*** Begin section ***

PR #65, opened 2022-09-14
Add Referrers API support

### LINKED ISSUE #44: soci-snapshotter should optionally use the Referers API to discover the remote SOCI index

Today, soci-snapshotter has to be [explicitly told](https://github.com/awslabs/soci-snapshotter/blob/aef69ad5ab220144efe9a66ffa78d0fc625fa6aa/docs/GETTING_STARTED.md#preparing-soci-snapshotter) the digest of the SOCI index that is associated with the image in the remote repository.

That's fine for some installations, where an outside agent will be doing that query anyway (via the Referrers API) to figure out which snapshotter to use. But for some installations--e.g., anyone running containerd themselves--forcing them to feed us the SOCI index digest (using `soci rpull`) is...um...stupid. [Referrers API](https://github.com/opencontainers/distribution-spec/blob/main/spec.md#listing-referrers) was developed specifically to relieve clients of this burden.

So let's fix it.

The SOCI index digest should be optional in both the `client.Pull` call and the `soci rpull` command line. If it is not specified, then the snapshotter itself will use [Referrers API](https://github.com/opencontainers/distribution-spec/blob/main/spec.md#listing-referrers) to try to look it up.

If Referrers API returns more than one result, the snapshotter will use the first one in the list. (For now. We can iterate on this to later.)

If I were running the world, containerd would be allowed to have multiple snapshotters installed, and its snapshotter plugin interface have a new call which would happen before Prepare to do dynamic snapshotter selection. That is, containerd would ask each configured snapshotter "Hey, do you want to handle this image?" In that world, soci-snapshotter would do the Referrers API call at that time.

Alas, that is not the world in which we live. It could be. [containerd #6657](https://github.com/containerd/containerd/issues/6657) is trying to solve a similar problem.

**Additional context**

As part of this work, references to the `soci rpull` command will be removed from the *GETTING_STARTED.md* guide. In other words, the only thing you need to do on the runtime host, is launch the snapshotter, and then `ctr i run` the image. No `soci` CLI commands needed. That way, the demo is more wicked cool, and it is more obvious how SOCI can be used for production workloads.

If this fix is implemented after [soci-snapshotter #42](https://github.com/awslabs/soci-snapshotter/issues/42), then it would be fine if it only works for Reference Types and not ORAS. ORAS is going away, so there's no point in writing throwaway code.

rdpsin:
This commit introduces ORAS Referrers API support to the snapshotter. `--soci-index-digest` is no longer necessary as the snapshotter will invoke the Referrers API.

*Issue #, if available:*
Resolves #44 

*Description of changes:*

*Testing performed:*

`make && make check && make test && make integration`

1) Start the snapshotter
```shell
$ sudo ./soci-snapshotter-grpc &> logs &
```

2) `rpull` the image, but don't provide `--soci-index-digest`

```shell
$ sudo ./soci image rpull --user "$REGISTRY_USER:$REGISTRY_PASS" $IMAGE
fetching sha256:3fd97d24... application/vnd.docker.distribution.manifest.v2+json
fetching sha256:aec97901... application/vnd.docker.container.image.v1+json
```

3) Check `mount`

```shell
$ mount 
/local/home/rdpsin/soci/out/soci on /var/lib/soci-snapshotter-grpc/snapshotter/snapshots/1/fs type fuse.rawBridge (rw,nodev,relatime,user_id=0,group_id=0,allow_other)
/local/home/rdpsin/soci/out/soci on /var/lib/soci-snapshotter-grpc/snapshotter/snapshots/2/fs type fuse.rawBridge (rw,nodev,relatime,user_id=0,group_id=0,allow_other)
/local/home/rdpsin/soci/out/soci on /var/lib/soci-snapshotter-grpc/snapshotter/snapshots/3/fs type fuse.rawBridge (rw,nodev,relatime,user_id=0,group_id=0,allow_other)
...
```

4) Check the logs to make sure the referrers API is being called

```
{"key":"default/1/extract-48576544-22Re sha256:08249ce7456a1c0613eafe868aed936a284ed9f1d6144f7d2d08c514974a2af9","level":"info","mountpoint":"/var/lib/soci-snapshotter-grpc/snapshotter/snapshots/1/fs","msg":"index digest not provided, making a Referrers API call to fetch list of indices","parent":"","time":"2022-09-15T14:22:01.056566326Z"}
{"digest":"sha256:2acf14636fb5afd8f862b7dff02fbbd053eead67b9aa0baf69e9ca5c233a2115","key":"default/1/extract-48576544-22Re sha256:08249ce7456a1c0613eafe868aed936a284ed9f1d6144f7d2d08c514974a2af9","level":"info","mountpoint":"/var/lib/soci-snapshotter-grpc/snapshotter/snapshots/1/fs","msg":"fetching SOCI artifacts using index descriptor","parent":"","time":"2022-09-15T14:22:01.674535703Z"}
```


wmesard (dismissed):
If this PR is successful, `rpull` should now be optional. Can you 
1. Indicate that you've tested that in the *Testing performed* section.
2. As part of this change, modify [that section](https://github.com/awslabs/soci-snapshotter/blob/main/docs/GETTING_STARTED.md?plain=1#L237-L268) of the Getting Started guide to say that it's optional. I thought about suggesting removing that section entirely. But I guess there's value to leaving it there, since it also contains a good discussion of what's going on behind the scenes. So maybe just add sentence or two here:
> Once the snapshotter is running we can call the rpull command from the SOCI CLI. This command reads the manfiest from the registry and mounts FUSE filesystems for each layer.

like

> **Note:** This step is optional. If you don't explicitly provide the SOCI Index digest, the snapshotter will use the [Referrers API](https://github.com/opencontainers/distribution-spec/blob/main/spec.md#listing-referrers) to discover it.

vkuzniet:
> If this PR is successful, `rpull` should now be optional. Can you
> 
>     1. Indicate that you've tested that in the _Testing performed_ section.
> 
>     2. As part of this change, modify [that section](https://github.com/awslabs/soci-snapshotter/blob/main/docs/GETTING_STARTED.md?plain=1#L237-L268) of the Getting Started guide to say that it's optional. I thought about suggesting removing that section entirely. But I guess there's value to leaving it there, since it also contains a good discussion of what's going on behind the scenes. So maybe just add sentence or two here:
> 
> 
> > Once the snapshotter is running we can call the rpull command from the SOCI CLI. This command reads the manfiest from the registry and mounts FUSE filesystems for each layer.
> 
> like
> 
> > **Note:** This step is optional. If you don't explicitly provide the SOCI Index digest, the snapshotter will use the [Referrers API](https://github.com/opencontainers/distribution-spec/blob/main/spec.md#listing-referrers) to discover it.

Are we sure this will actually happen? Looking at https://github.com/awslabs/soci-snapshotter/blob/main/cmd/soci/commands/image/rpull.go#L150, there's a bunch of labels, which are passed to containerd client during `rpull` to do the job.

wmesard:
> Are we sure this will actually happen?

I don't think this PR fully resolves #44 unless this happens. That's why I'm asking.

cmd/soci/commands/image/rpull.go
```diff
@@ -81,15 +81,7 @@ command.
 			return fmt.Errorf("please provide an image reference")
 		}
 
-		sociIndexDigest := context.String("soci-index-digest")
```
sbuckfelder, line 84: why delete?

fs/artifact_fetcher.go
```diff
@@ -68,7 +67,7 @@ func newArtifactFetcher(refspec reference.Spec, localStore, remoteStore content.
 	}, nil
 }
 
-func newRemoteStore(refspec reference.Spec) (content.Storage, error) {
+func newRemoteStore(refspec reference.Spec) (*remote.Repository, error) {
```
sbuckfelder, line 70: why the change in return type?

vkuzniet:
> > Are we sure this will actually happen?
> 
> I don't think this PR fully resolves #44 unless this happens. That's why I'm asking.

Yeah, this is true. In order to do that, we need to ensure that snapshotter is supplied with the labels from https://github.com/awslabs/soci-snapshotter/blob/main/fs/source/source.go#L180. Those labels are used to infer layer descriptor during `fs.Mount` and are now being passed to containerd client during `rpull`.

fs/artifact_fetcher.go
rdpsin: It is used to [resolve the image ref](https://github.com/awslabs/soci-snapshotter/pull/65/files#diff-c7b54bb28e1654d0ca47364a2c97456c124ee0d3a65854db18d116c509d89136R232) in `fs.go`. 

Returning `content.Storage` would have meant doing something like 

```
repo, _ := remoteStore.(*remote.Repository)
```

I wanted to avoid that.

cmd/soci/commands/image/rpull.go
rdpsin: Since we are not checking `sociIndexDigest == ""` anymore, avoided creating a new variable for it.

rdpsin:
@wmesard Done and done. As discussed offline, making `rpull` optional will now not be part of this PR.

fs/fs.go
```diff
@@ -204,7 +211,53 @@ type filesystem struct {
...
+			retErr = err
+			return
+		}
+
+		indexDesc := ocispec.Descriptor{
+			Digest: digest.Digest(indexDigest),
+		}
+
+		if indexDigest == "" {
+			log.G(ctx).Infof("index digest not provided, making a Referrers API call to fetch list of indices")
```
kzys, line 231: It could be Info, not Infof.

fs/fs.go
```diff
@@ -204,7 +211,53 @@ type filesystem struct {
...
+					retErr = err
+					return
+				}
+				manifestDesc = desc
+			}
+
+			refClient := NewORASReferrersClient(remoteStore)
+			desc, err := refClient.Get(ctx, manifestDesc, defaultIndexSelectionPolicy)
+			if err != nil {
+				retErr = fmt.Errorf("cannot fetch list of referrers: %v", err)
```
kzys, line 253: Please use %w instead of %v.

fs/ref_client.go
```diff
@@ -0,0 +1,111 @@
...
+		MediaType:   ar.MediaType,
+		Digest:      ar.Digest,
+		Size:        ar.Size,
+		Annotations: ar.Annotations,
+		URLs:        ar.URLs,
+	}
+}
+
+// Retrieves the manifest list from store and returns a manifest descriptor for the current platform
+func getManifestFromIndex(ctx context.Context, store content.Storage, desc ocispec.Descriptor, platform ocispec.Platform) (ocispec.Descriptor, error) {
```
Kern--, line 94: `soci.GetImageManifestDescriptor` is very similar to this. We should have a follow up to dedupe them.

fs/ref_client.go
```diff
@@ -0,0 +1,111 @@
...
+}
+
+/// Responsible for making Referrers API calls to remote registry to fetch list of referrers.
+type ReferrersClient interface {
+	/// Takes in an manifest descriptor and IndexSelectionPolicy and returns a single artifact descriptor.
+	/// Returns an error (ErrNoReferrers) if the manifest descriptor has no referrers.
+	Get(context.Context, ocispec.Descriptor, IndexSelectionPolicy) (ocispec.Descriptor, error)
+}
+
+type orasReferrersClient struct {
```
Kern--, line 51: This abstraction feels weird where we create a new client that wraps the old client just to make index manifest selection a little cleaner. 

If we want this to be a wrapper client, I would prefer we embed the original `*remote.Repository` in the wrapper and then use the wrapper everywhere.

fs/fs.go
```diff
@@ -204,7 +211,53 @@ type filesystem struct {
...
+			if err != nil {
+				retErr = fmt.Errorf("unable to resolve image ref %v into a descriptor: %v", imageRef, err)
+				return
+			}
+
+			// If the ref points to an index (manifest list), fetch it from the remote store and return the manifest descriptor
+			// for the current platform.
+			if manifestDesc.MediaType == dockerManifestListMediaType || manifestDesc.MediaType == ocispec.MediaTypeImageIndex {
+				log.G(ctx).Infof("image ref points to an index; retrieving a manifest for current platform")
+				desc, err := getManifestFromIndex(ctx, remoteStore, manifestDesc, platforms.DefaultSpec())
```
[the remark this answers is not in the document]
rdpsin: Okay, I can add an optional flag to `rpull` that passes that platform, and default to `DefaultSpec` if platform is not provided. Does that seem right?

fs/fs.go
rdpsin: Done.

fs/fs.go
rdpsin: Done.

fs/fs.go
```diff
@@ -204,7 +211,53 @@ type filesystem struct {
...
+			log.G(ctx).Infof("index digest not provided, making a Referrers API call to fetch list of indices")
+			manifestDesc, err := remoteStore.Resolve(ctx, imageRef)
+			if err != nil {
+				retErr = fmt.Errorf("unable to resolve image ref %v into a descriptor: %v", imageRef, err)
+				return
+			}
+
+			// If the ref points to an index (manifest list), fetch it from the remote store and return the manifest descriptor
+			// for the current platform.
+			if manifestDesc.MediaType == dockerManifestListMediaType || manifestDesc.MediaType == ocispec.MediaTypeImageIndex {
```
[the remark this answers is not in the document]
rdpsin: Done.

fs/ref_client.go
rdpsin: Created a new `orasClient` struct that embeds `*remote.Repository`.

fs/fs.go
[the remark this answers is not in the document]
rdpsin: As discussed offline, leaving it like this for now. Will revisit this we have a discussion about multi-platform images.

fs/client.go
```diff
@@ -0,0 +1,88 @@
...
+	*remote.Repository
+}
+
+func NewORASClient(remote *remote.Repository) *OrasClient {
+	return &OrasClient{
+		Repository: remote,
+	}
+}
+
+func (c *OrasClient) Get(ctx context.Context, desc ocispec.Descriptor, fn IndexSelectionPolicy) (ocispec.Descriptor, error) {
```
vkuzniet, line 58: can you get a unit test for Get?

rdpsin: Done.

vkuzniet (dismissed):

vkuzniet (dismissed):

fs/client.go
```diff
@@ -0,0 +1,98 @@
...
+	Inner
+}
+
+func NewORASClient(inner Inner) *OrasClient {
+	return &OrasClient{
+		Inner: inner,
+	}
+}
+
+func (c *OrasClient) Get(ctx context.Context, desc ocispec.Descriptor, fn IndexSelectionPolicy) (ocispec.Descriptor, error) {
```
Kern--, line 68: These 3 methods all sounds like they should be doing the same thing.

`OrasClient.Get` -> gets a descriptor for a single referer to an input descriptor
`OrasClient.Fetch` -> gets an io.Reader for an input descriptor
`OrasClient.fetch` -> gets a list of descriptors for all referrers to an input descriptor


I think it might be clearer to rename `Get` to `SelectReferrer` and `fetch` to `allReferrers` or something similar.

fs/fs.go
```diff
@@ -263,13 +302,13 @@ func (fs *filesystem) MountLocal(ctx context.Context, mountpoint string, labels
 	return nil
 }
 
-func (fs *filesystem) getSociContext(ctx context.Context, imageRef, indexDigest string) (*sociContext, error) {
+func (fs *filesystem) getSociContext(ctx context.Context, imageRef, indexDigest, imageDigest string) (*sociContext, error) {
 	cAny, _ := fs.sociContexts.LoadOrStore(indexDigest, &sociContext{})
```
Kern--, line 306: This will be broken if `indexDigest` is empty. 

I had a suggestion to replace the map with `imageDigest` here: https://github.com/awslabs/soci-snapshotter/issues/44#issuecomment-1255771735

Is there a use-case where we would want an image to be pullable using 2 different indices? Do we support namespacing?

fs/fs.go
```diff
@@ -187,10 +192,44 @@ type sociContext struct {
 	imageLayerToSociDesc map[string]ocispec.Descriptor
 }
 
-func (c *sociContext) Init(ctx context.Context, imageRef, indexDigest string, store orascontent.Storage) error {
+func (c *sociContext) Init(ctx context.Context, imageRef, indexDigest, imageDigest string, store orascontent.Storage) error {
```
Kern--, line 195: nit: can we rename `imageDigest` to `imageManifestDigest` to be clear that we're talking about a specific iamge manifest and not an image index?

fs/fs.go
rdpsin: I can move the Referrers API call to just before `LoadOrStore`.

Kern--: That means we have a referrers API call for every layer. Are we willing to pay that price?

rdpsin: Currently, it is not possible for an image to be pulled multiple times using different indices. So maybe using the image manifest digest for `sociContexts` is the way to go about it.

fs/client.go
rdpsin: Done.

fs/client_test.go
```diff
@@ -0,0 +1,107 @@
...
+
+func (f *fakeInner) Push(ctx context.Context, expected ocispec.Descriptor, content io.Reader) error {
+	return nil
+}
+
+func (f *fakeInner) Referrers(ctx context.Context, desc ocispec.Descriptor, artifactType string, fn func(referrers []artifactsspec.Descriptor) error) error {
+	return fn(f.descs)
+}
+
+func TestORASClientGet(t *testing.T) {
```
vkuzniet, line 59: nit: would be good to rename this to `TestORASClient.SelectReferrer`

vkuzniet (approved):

*** End section ***

Exercise prompt: The only reply wanted is the number of lines in the records above containing the word "fetching".

Solution to the problem: 3